2926 V Narayanan	2009-12-03
      Bug#40814 CSV engine does not parse \X characters when they occur in unquoted fields
          
      When a .CSV file for table in the CSV engine contains
      \X characters as part of unquoted fields, e.g.
          
      2,naraya\nan
          
      \n is not interpreted as a new line (it is however interpreted as a
      newline in a quoted field).
          
      The old algorithm copied the entire value for a unquoted field without
      parsing the \X characters. 
          
      The new algorithm adds the capability to handle \X characters in the 
      unquoted fields of a .CSV file.
     @ mysql-test/r/csv.result
        Bug#40814 CSV engine does not parse \X characters when they occur in unquoted fields
        
        Contains additional test output corresponding to the new 
        tests added.
     @ mysql-test/t/csv.test
        Bug#40814 CSV engine does not parse \X characters when they occur in unquoted fields
        
        Contains additional tests for testing the behaviour of the CSV 
        storage engine when the fields are not enclosed in quotes and
        contain \X characters.
     @ storage/csv/ha_tina.cc
        Bug#40814 CSV engine does not parse \X characters when they occur in unquoted fields
        
        Changes the parsing logic of the rows in a CSV file, to parse
        \X characters that might be present in the unquoted fields.

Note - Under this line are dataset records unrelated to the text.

PR #810, opened 2023-01-11
Ascent support

### LINKED ISSUE #728: plans for Ascent support?
Hi,

Are there any plans to add support for using Ascent for in-situ visualization?

Thanks,
Ben

BenWibking:
## PR Summary

This adds basic support for the Ascent in-situ visualization framework (https://github.com/alpine-dav/ascent).

This version does not handle sparse variables.

Note: there is an unresolved issue with volume rendering of AMR datasets in Ascent (https://github.com/Alpine-DAV/ascent/issues/955). I haven't yet tested whether this affects octree AMR, or just patch-based/overlapping AMR.

Closes https://github.com/parthenon-hpc-lab/parthenon/issues/728.

## PR Checklist

- [x] Code passes cpplint
- [x] Code is formatted


CMakeLists.txt
```diff
@@ -353,6 +353,8 @@ if (TEST_INTEL_OPTIMIZATION)
   add_compile_options(-fp-model fast=2 -qopt_report5 -vec-threshold0 -qopt_report_phase=vec)
 endif()
 
+find_package(Ascent REQUIRED NO_DEFAULT_PATH)
```
Yurlungur: Should this be an optional dependency?

pgrete:
@BenWibking thanks for the proof of concept.
We talked about this during the call last week.
Bottom line:
- we should get this in sooner than later (i.e., make it work and expand on flexibility later when and where required)
- Ascent should be an optional dependency
- No need to handle sparse variables for now (cf., "sooner than later")
- Ideally, this would be hooked into the existing output machinery (as it could inherit the triggering mechanisms) 

Are you interested in follow up on the making the required changes (when provided the right pointers) or should someone else take this over (I'm happy to take care of it early Feb when I'm back).

BenWibking:
> Are you interested in follow up on the making the required changes (when provided the right pointers) or should someone else take this over (I'm happy to take care of it early Feb when I'm back).

I can follow up on this. Can you provide pointers on how to i) loop over all of the variables and ii) where it should hook into the output machinery?

pgrete:
> > Are you interested in follow up on the making the required changes (when provided the right pointers) or should someone else take this over (I'm happy to take care of it early Feb when I'm back).
> 
> I can follow up on this. 

Great!

> Can you provide pointers on how to i) loop over all of the variables and 

You could use also obtain a `PackIndexMax` when packing all variables, cf.. https://github.com/parthenon-hpc-lab/parthenon/blob/8c387e04e8903a9205e125ec4c17625707850090/example/advection/parthenon_app_inputs.cpp#L59
which should provide you with all variable names and their index in the pack.

> ii) where it should hook into the output machinery?

You could add a new `AscentOutput` class derived from `OutputType`, cf. the files in the `src/output` directory (all output types are defined in the common `output.hpp` header) and then implement the Ascent logic in the `WriteOutputFile` function.
Then to trigger the output, you'd register a new "file_type", say "ascent" and create the `AscentOutput` object here https://github.com/parthenon-hpc-lab/parthenon/blob/develop/src/outputs/outputs.cpp#L286

I probably have missed sth but this should be the main steps.
In the long run I can also image to process additional parameter in the input file, e.g., the filename to an Ascent action yaml so that the action can be controlled on a "per output" basis (which could then be triggered by different condition). Or we don't need that machinery and just trigger the action via the Ascent yaml file.

BenWibking:
@pgrete has agreed to take this PR from here. thanks!

pgrete:
@BenWibking looks like you just updated.
Are you working on this? (just to sync up as I'm currently working on it)

BenWibking:
> @BenWibking looks like you just updated. Are you working on this? (just to sync up as I'm currently working on it)

Ah, sorry, no. I just saw it was out of date. I'll avoid doing this and let you take over :)

src/outputs/ascent.cpp
```diff
@@ -0,0 +1,199 @@
...
+  // reference:
+  // https://llnl-conduit.readthedocs.io/en/latest/blueprint_mesh.html#complete-uniform-example
+
+  using conduit::Node;
+
+  // Ascent needs the MPI communicator we are using
+  ascent::Ascent a;
+  Node ascent_opts;
+  ascent_opts["mpi_comm"] = MPI_Comm_c2f(MPI_COMM_WORLD);
+  a.open(ascent_opts);
```
BenWibking: This is probably not the main cause of the performance slowness, but we could move this to a higher-level scope and initialize at the start of a simulation, rather than re-creating the `ascent::Ascent` object and passing the MPI communicator each time. Alternatively, since it's only used in this function, we could make this a static variable and initialize it only upon first use.

src/outputs/ascent.cpp
```diff
@@ -0,0 +1,199 @@
...
+  scenes["s1/plots/p1/field"] = "advected:Advected_0_0";
+
+  // Set the output file name (ascent will add ".png")
+  scenes["s1/image_prefix"] = "ascent_render";
+
+  // execute the actions
+  a.execute(actions);
+
+  // close ascent
+  a.close();
```
BenWibking: If we initialize at simulation start, this would also have to be called only at the end of a simulation.

src/outputs/ascent.cpp
pgrete: Ah, great! Thanks for the input.
I was actually wondering about that but didn't find an info in their doc on whether it's fine to have a persistent object or if the model is "sim pause -> ascent start from scratch -> ascent data -> ascent done and cleanup -> sim resume".
Do you know if we could also reuse the nodes, i.e., caching them as long as the mesh structure didn't change?

BenWibking: Yes, the `ascent` object itself can definitely be re-used. I think the nodes *should* be able to be re-used as long as the mesh doesn't change, since the actual data is passed via `set_external`, but I haven't tested it.

pgrete:
Alright, this is ready for review.

The total amount of changed code is not that big (as half of the lines are for the docker image setup and adapted from the Ascent repo).

Our updated pipeline now uses the advection example to plot this:

ascent_render_57

Also, the container for testing (with a Ascent install with Cuda support) is also publicly available here: https://github.com/orgs/parthenon-hpc-lab/packages/container/package/cuda11.6-mpi-hdf5-ascent

src/outputs/ascent.cpp
```diff
@@ -0,0 +1,203 @@
...
+//----------------------------------------------------------------------------------------
+//! \fn void AscentOutput:::WriteOutputFile(Mesh *pm)
+//  \brief  Expose mesh and all Cell variables for processing with Ascent
+void AscentOutput::WriteOutputFile(Mesh *pm, ParameterInput *pin, SimTime *tm,
+                                   const SignalHandler::OutputSignal signal) {
+#ifndef PARTHENON_ENABLE_ASCENT
+  if (Globals::my_rank == 0) {
+    PARTHENON_WARN("Ascent output requested by input file, but Ascent support not "
+                   "compiled in. Skipping this output type.");
+  }
```
Yurlungur, line 55: Do we want this printed every ascent output? I guess that's not unreasonable... But I think I might prefer a quieter error message.

src/outputs/ascent.cpp
```diff
@@ -0,0 +1,203 @@
...
+  // reference:
+  // https://llnl-conduit.readthedocs.io/en/latest/blueprint_mesh.html#complete-uniform-example
+
+  using conduit::Node;
+
+  // Ascent needs the MPI communicator we are using
+  ascent::Ascent ascent;
+  Node ascent_opts;
+  ascent_opts["mpi_comm"] = MPI_Comm_c2f(MPI_COMM_WORLD);
+  ascent_opts["actions_file"] = pin->GetString(output_params.block_name, "actions_file");
```
Yurlungur, line 66: Should this just fail? Or should we print an error message explaining what to do if this file isn't present?

src/outputs/ascent.cpp
```diff
@@ -0,0 +1,203 @@
...
+          if ((i < ib_int.s) || (ib_int.e < i) || (j < jb_int.s) || (jb_int.e < j) ||
+              ((nz > 1) && ((k < kb_int.s) || (kb_int.e < k)))) {
+            vals_array[idx] = 1;
+          } else {
+            vals_array[idx] = 0;
+          }
+          idx++;
+        }
+      }
+    }
```
Yurlungur: For large meshblocks doing this might be slow... I wonder if we should support doing this on device in the limit of large meshblocks, like NX1 ~ NX2 ~ NX3 ~ 100?

(No need to do this now. I'm just thinking out loud.)

src/outputs/ascent.cpp
```diff
@@ -0,0 +1,203 @@
...
+      auto const &labels = var->metadata().getComponentLabels();
+
+      for (int icomp = 0; icomp < labels.size(); ++icomp) {
+        auto const data = Kokkos::subview(var->data, 0, 0, icomp, Kokkos::ALL(),
+                                          Kokkos::ALL(), Kokkos::ALL());
+        const std::string varname = packname + ":" + labels.at(icomp);
+        mesh["fields/" + varname + "/association"] = "element";
+        mesh["fields/" + varname + "/topology"] = "topo";
+        mesh["fields/" + varname + "/values"].set_external(data.data(), ncells);
+      }
```
Yurlungur: So if I understand this correctly, it also means that for vector fields, we need to assign labels?

src/outputs/ascent.cpp
```diff
@@ -0,0 +1,203 @@
...
+    }
+
+    // create a field for each component of each variable pack
+    auto &mbd = pmb->meshblock_data.Get();
+
+    for (const auto &var : mbd->GetCellVariableVector()) {
+      PARTHENON_REQUIRE(var->GetDim(6) * var->GetDim(5) == 1,
+                        "Only scalar and vector fields are currently exported in Ascent. "
+                        "Please open an issue on GitHub if you have a use case.");
```
Yurlungur: Is there a deep reason for this? I haven't tried to ascent, but I don't see a reason not to at least simply flatten tensor fields and treat each component as a scalar? That would make it at least *possible* to visualize tonsorial quantities in a clunky way?

src/outputs/ascent.cpp
```diff
@@ -0,0 +1,203 @@
...
+
+      const std::string packname = var->label();
+      auto const &labels = var->metadata().getComponentLabels();
+
+      for (int icomp = 0; icomp < labels.size(); ++icomp) {
+        auto const data = Kokkos::subview(var->data, 0, 0, icomp, Kokkos::ALL(),
+                                          Kokkos::ALL(), Kokkos::ALL());
+        const std::string varname = packname + ":" + labels.at(icomp);
+        mesh["fields/" + varname + "/association"] = "element";
```
Yurlungur, line 175: Assume this will have to change for face-centered fields?

src/outputs/ascent.cpp
```diff
@@ -0,0 +1,203 @@
...
+    auto kb_int = bounds.GetBoundsK(IndexDomain::interior);
+
+    auto &coords = pmb->coords;
+    Real dx1 = coords.CellWidth<X1DIR>(ib.s, jb.s, kb.s);
+    Real dx2 = coords.CellWidth<X2DIR>(ib.s, jb.s, kb.s);
+    Real dx3 = coords.CellWidth<X3DIR>(ib.s, jb.s, kb.s);
+    std::array<Real, 3> corner = coords.GetXmin();
+
+    // create the coordinate set
+    mesh["coordsets/coords/type"] = "uniform";
```
Yurlungur, line 110: Assume this will have to change for non-Cartesian coords?

src/outputs/ascent.cpp
```diff
@@ -0,0 +1,203 @@
...
+          }
+          idx++;
+        }
+      }
+    }
+
+    // create a field for each component of each variable pack
+    auto &mbd = pmb->meshblock_data.Get();
+
+    for (const auto &var : mbd->GetCellVariableVector()) {
```
Yurlungur, line 168: It looks like we loop over all vars here, but I guess we just assign metadata so this is probably not a big cost?

Yurlungur (approved):
I haven't tried to use it as I don't have easy access to ascent---but this is cool. I'm pleasantly surprised how easy this is on the parthenon side. I have a few comments below, but they're all non-blocking... just me thinking out loud.

CMakeLists.txt
pgrete: Was a previous version of the branch shown when you reviewed?
That line should be encapsulated in an 
```
if (PARTHENON_ENABLE_ASCENT)
  find_package(Ascent REQUIRED NO_DEFAULT_PATH)
endif()
```
with `PARTHENON_ENABLE_ASCENT` being off by default.

src/outputs/ascent.cpp
pgrete: On second thought, how about a loud fail?
I'm coming from the point of view that if you expect an output it should be there,not that you run a sim and wonder where the files are after burning X hours of computing time.

src/outputs/ascent.cpp
pgrete: Good point.
Now that you mention it I think there's an even better solution.
Given that our meshblock size is fixed, I can just create one object tied to the class and then reuse every time the function is called.
I'll update this.

src/outputs/ascent.cpp
pgrete: Our default error message looks like
```
### PARTHENON ERROR
  Message:     ### FATAL ERROR in function [ParameterInput::GetString]
Parameter name 'actions_file' not found in block 'parthenon/output4'
  File:        /home/pgrete/src/parthenon/src/parameter_input.cpp
  Line number: 629
```
From my point of view that contains enough info to figure out what is wrong.
What do you think?

src/outputs/ascent.cpp
pgrete: Good point. I'll replicate/reuse the logic we use in the hdf5 outputs, i.e.,
```
    component_labels = {};
    if (vlen == 1 || is_vector) {
      component_labels = component_labels_.size() > 0 ? component_labels_
                                                      : std::vector<std::string>({label});
    } else if (component_labels_.size() == vlen) {
      component_labels = component_labels_;
    } else {
      for (int i = 0; i < vlen; i++) {
        component_labels.push_back(label + "_" + std::to_string(i));
      }
```

src/outputs/ascent.cpp
pgrete: The main reason is that (similar to prolong/restrict or outputs) that it'd be an implementation that "should" be correct without a proper test case.
Therefore, I opted for a loud fail so that once we have a use (and test case), this can be easily spotted an easily fixed. Otherwise, it could be another silent place where the code doesn't fail but also doesn't work correctly (because it's not properly tested).
Does this sound reasonable?

src/outputs/ascent.cpp
pgrete: Probably more would have to change for face fields.
We could like still use element and Cartesian geometry,but would need to adjust  the locations and element indices, i.e., create a new `topology` and then assign the face fields with that updated topology.

Nevertheless, if you agree with the "loud fail" option I suggested above for tensor variables, I'd add a loud fail here so that we remember to fix this once we have face fields.

src/outputs/ascent.cpp
pgrete: As above, if you agree I'd add a loud fail here, too.

src/outputs/ascent.cpp
pgrete: Correct, I'd be surprised if this is expensive as we just forward "external" pointers here.

CMakeLists.txt
Yurlungur: Ah weird. Very good.

src/outputs/ascent.cpp
Yurlungur: I find loud failure for outputs in particular annoying since I often copy around input decks and it's irritating to have to comment out blocks to get the code to run. But I don't feel too strongly either way.

src/outputs/ascent.cpp
Yurlungur: Yeah I think that's fine. I couldn't remember how verbose that particular error was.

src/outputs/ascent.cpp
Yurlungur: :+1: Nice solution.

src/outputs/ascent.cpp
Yurlungur: :+1:

src/outputs/ascent.cpp
Yurlungur: I think the prolong/restrict and outputs with tensors has actually bitten us, as we've added many iterative ad hoc fixes before settling. So I don't see a reason to wait.

The use-case I had in mind was, e.g., metric or radiation quantities in Phoebus. I don't think it would be too cumbersome to throw in a derived field in advection or something with tensorial shape that gets flattened by ascent. But seeing as I haven't tried ascent with Phoebus, it doesn't need to be prioritized right now.

Actually I just realized something: This will cause phoebus to crash if compiled with ascent support because it checks EVERY variable, not just the ones registered with ascent. So at the *very* least this should *skip* tensorial fields, rather than dying.

src/outputs/ascent.cpp
Yurlungur: See above comment: Rather than loud failing we should warn and skip. Otherwise the code will be inoperable with ascent and some variables.

You should also probably check that the variable shape is the same as the meshblock, as it might not be and that would also cause problems. (For example axisymmetric variables.)

src/outputs/ascent.cpp
Yurlungur: This one can can be a loud fail.

Yurlungur:
> Also, the container for testing (with a Ascent install with Cuda support) is also publicly available here: https://github.com/orgs/parthenon-hpc-lab/packages/container/package/cuda11.6-mpi-hdf5-ascent

It just occurred to me. Should we advertise containers with dependencies installed in the docs somewhere? Maybe also on the README since it's the "front page" of the repo?

src/outputs/ascent.cpp
Yurlungur: :+1:

src/outputs/ascent.cpp
BenWibking: I don't think we can pass face-centered fields to Ascent directly. Need to check, but I think `element` is always cell-centered.

Yurlungur: Oh interesting. Well for now the solution is the same. Skip them. :)

src/outputs/ascent.cpp
```diff
@@ -0,0 +1,203 @@
...
+  // Ascent needs the MPI communicator we are using
+  ascent::Ascent ascent;
+  Node ascent_opts;
+  ascent_opts["mpi_comm"] = MPI_Comm_c2f(MPI_COMM_WORLD);
+  ascent_opts["actions_file"] = pin->GetString(output_params.block_name, "actions_file");
+  // Only publish fields that are used within actions to reduce memory footprint.
+  // A user might need to override this, e.g., in a runtime ascent_options.yaml, if
+  // the required fields cannot be resolved by Ascent.
+  // See https://ascent.readthedocs.io/en/latest/AscentAPI.html#field-filtering
+  // ascent_opts["field_filtering"] = "true";
```
BenWibking, line 74: This is supposed to work with the latest ascent develop. I plan to test this out tomorrow.

example/advection/parthinput.advection
```diff
@@ -80,3 +80,8 @@ variables = advected, advected_1, & # comments are ok
 <parthenon/output3>
 file_type = hst
 dt = 0.05
+
+<parthenon/output4>
+file_type = ascent
+dt = -0.05   # soft disabled by default, as Ascent is an optional dependency
+actions_file = custom_ascent_actions.yaml
```
BenWibking, line 87: This is currently relative to the working directory of the executable, but we might want to make this path relative to the input file?

BenWibking:
~~@pgrete I've tried this with AthenaPK, but on GPU runs (only) I am getting:~~
```
s1/p1 pseudocolor plot yielded no data, i.e., no cells remain
```
~~This can be reproduced with `precipitator.in` from https://github.com/parthenon-hpc-lab/athenapk/pull/13.~~

Update: this may be an unrelated problem-specific issue, since the variable data in the HDF5 outputs is also different on GPU runs.

src/outputs/ascent.cpp
pgrete: I see your point.
I left it as it for now (as it doesn't add  new logic/idefs at other places).

Yurlungur: :+1: yeah that's fine

example/advection/parthinput.advection
pgrete: The path currently follows the same pattern `pin->GetString(output_params.block_name, "actions_file");` we use for other external files, too.
I'm not sure I want to touch this here. Might be sth to discuss as a more general case.
Anyway, full paths should always work as is.

pgrete:
> > Also, the container for testing (with a Ascent install with Cuda support) is also publicly available here: https://github.com/orgs/parthenon-hpc-lab/packages/container/package/cuda11.6-mpi-hdf5-ascent
> 
> It just occurred to me. Should we advertise containers with dependencies installed in the docs somewhere? Maybe also on the README since it's the "front page" of the repo?

Good point. Added to #836

src/outputs/ascent.cpp
pgrete: I now centralized the `VarInfo` struct to `outputs.#pp` so that it could be reused here for the labels.

src/outputs/ascent.cpp
pgrete: This restriction is now removed (by using component labels for a flat index).

src/outputs/ascent.cpp
pgrete: I'll leave this as is for now (no warning etc) assuming that the output with Ascent will be obviously wrong if someone is going to use it for non-cell-centered fields.

src/outputs/ascent.cpp
pgrete: done

pgrete:
Alright, I think I got all comments addressed now.

src/outputs/ascent.cpp
Yurlungur: Just so long as ascent doesn't crash or something. We should maybe check that that's the case?

Yurlungur (approved):
LGTM

src/outputs/ascent.cpp
pgrete: I'm at the moment not too concerned about this, given that I'm fairly sure that we'll be the first users of those features once we've implemented them.
And so far if Ascent crashed the backtrace always pointed out to an Ascent function, i.e., straightforward to track down.

pgrete:
@forrestglines any chances for a review soonish (or are you busy and we should ask someone else)?

doc/sphinx/src/outputs.rst
```diff
@@ -140,6 +140,44 @@ This will produce a text file (``.hst``) output file every 1 units of
...
+A ``<parthenon/output*>`` block might look like::
+
+  <parthenon/output9>
+  file_type = ascent
+  dt = 1.0
+  actions_files = my_actions.yaml
+
+see also the advection example
+`input file <https://github.com/parthenon-hpc-lab/parthenon/blob/ascent-support/example/advection/parthinput.advection>`__ and
+`actions file <https://github.com/parthenon-hpc-lab/parthenon/blob/ascent-support/example/advection/custom_ascent_actions.yaml>`__.
```
forrestglines: These links will work once the PR is merged in, right?

src/outputs/ascent.cpp
forrestglines: Did you get to this test?

If it would take too long, you could add a `// TODO(BenWibking)` to save this for a future PR

src/outputs/ascent.cpp
forrestglines: That will be unfortunate, although not the end of the world if we can't output face-cenered fields, looking at face-centered magnetic fields (and edge centered EMFs, vertex E-fields). Interpolating those things to cell-centers is fine for analysis, the face-centered values seem to be only necessary for debugging problems.

src/outputs/outputs.hpp
```diff
@@ -35,6 +36,36 @@ namespace parthenon {
 class Mesh;
 class ParameterInput;
 
+// Helper struct containing some information about a variable
+struct VarInfo {
+  std::string label;
+  int num_components;
```
forrestglines, line 42: So `vlen` has been renamed to `num_components`, correct? Have the non-AthenaPK developers double checked that `num_components` is being used consistently since AthenaPK uses components differently?

I don't see a functional difference, just that `num_components` is a better name in my opinion. From the AthenaPK perspective, this looks to work as I'd expect.

.github/workflows/ci-extended.yml
```diff
@@ -66,12 +66,31 @@ jobs:
...
+            -DPARTHENON_ENABLE_ASCENT=ON \
+            -DAscent_DIR=/usr/local/ascent-develop/lib/cmake/ascent
+          cmake --build build-ascent
+          cd example/advection/
+          mpirun -np 2 ../../build-ascent/example/advection/advection-example \
+            -i parthinput.advection \
+            parthenon/output4/dt=0.05 \
+            parthenon/time/tlim=0.1
+          # check if file exists
+          test -f ascent_render_57.png
```
forrestglines, line 85: So we just check that Ascent works? Probably not wise to do a bitwise check that it matches?

Can Ascent produce other data products that can be compared bitwise, would that be a more robust test? Don't hold up the PR to implement that check though.

forrestglines (approved):
Looks good to me, please merge soon!

.github/workflows/ci-extended.yml
BenWibking: We could add something like idiff (https://openimageio.readthedocs.io/en/latest/idiff.html) or perceptualdiff (https://pdiff.sourceforge.net/) to compare against a reference image output?

doc/sphinx/src/outputs.rst
pgrete: Good point, they should point to `develop` rather than `ascent-support`. I'll update.

src/outputs/ascent.cpp
pgrete: I tested it, but decided to not enable it (for now) until the version with the fix are more broadly available (and I didn't want to introduce specific checks and logic for various Ascent versions)

src/outputs/ascent.cpp
BenWibking: Ascent natively supports vertex-centered fields: https://ascent.readthedocs.io/en/latest/Tutorial_Intro_Conduit_Blueprint.html?highlight=vertex#creating-a-uniform-grid-with-a-single-field. Just not face-centered ones.

src/outputs/outputs.hpp
pgrete: Yes, `vlen` has been a leftover from times where we logically handled everything in the output as a 5-D array (bock id, flattened components, Z, Y, X).
Now that non-vectored variables have custom shapes, `vlen` does not make sense anymore so I decided to rename it given that I was already touching the code.

.github/workflows/ci-extended.yml
pgrete: Yes, I'd be happy to have sth like this (also for other tests), but I thought in the first round, this is beyond this PR (as it might require additional [unrelated] changes in the test infrastructure as well)

BenWibking: Ok, fine with me.

src/outputs/ascent.cpp
Yurlungur: face-centered fields are just funny vertex centered fields really ;)

pgrete:
I had to revert to a HostArray for the ghost field as I ran into segfaults on device otherwise.
Already asked the Ascent devs if this is desired/expected behavior.

BenWibking:
> I had to revert to a HostArray for the ghost field as I ran into segfaults on device otherwise. Already asked the Ascent devs if this is desired/expected behavior.

The AMReX implementation also allocates this on the host, so I suspect this may not have been tested.

pgrete:
All tests passed. I'm force merging now as the formatting check doesn't trigger/work on forks but I checked locally:
```
$ ninja format
[0/2] Re-checking globbed directories...
[1/1] cd /home/pgrete/src/parthenon/build-vscode && /usr/bin/clang-format -i /home/pgrete/src...c/parthenon/tst/regression/utils/test_case.py /home/pgrete/src/parthenon/tst/style/cpplint.py
All done! ✨ 🍰 ✨
41 files left unchanged.
```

[11 Dec 2009 6:13] Bugs System
Pushed into 6.0.14-alpha (revid:alik@sun.com-20091211061044-0i9oqtbk80oy5sqi) (version source revid:alik@sun.com-20091211060707-u1xhd0oob0k2ss7z) (merge vers: 6.0.14-alpha) (pib:13)
[11 Dec 2009 6:14] Bugs System
Pushed into 5.6.0-beta (revid:alik@sun.com-20091211060338-g18x2pr4yj260ara) (version source revid:svoj@sun.com-20091209110334-svuqinej60i1rw0m) (merge vers: 5.6.0-beta) (pib:13)
[11 Dec 2009 19:44] Paul DuBois
Noted in 5.6.0 changelog.

Already fixed in 6.0.x.
[6 Mar 2010 11:09] Bugs System
Pushed into 5.5.3-m3 (revid:alik@sun.com-20100306103849-hha31z2enhh7jwt3) (version source revid:vvaintroub@mysql.com-20091211201717-03qf8ckwiw0np80p) (merge vers: 5.6.0-beta) (pib:16)
[7 Mar 2010 18:19] Paul DuBois
Moved 5.6.0 changelog entry to 5.5.3.